* **Your goal**
Filter the data below for the string "draft" and copy each matching line.

===

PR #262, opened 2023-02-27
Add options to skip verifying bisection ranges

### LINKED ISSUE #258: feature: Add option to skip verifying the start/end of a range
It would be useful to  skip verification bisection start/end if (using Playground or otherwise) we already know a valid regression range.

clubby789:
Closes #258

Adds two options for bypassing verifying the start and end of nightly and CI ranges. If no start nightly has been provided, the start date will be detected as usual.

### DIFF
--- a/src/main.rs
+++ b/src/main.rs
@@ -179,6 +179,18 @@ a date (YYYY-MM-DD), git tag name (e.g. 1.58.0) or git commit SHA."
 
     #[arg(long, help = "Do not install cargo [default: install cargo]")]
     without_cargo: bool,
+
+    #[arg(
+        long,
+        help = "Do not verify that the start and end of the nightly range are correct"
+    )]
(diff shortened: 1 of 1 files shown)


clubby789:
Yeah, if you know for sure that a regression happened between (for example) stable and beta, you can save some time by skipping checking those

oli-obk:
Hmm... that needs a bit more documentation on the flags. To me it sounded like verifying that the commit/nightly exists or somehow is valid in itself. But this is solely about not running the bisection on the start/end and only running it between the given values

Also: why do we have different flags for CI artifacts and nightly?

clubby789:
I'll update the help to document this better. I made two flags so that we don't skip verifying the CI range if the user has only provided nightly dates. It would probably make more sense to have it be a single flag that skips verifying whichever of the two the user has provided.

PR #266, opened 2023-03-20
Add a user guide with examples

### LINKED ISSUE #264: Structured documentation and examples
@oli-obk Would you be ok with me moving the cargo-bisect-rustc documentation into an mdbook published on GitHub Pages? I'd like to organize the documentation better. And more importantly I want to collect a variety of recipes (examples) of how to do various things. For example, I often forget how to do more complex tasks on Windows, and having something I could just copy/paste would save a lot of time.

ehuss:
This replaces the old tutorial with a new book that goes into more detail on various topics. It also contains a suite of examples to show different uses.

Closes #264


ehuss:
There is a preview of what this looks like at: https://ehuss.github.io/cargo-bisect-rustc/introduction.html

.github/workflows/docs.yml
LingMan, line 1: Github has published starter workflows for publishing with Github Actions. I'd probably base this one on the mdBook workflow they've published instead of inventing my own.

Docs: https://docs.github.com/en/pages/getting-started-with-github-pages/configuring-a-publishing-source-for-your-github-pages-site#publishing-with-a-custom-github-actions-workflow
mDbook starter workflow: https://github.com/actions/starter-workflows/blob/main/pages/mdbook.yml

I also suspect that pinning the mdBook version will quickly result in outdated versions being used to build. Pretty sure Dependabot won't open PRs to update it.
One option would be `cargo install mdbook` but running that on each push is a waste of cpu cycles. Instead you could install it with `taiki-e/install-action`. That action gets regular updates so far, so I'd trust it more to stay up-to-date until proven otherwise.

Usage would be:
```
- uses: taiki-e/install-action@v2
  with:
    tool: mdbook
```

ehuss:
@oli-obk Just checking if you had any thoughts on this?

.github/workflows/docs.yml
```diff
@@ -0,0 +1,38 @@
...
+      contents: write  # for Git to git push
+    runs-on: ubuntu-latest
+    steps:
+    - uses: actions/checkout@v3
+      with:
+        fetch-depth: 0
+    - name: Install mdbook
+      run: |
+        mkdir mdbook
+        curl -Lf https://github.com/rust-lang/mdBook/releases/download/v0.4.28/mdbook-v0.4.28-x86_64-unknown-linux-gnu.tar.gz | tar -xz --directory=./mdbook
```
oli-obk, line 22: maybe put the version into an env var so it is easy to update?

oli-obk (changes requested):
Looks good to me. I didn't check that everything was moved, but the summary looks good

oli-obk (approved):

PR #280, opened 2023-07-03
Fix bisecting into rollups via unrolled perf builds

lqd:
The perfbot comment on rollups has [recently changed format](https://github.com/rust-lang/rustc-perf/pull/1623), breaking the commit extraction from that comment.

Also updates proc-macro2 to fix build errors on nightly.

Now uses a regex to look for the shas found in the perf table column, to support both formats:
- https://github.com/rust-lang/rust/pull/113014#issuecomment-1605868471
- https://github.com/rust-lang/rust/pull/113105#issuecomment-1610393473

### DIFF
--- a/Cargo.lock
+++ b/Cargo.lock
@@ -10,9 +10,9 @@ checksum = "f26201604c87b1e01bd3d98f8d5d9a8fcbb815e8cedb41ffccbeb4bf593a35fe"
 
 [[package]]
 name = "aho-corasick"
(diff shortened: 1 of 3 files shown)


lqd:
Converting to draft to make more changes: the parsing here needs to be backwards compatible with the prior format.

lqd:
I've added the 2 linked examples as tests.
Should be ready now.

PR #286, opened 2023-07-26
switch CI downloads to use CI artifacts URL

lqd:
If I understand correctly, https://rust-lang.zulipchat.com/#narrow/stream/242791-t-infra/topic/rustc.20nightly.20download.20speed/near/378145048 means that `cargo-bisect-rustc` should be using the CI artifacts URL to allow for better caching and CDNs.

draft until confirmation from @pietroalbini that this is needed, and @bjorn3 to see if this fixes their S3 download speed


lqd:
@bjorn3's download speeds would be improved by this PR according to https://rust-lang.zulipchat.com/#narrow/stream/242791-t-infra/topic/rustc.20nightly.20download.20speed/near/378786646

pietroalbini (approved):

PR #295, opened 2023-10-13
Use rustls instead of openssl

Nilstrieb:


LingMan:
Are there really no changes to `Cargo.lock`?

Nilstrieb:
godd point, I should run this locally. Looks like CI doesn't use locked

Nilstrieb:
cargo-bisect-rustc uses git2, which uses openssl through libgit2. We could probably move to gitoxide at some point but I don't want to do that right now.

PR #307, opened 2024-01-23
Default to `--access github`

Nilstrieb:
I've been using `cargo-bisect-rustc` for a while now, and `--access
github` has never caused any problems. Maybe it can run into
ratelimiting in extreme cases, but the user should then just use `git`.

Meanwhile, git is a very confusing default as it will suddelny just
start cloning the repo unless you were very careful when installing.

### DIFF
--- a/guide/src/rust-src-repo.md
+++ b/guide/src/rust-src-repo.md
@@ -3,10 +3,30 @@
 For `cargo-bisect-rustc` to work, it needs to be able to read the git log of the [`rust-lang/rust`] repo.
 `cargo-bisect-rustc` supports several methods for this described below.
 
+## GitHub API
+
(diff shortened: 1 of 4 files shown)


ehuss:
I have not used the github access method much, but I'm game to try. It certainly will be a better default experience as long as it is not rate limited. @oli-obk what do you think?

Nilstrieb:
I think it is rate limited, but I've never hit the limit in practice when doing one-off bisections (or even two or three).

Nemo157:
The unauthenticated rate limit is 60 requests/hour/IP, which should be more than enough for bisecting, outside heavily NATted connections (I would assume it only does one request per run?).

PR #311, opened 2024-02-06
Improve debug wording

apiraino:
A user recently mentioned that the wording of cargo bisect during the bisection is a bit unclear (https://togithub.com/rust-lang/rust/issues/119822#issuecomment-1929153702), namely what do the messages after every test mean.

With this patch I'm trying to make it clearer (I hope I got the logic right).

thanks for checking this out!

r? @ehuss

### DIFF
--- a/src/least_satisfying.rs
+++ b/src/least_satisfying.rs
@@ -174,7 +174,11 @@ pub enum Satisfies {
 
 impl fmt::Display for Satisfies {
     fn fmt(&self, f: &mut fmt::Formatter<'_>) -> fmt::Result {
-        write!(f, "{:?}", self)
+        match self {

===

* **Written answer**
Converting to draft to make more changes: the parsing here needs to be backwards compatible with the prior format.
draft until confirmation from @pietroalbini that this is needed, and @bjorn3 to see if this fixes their S3 download speed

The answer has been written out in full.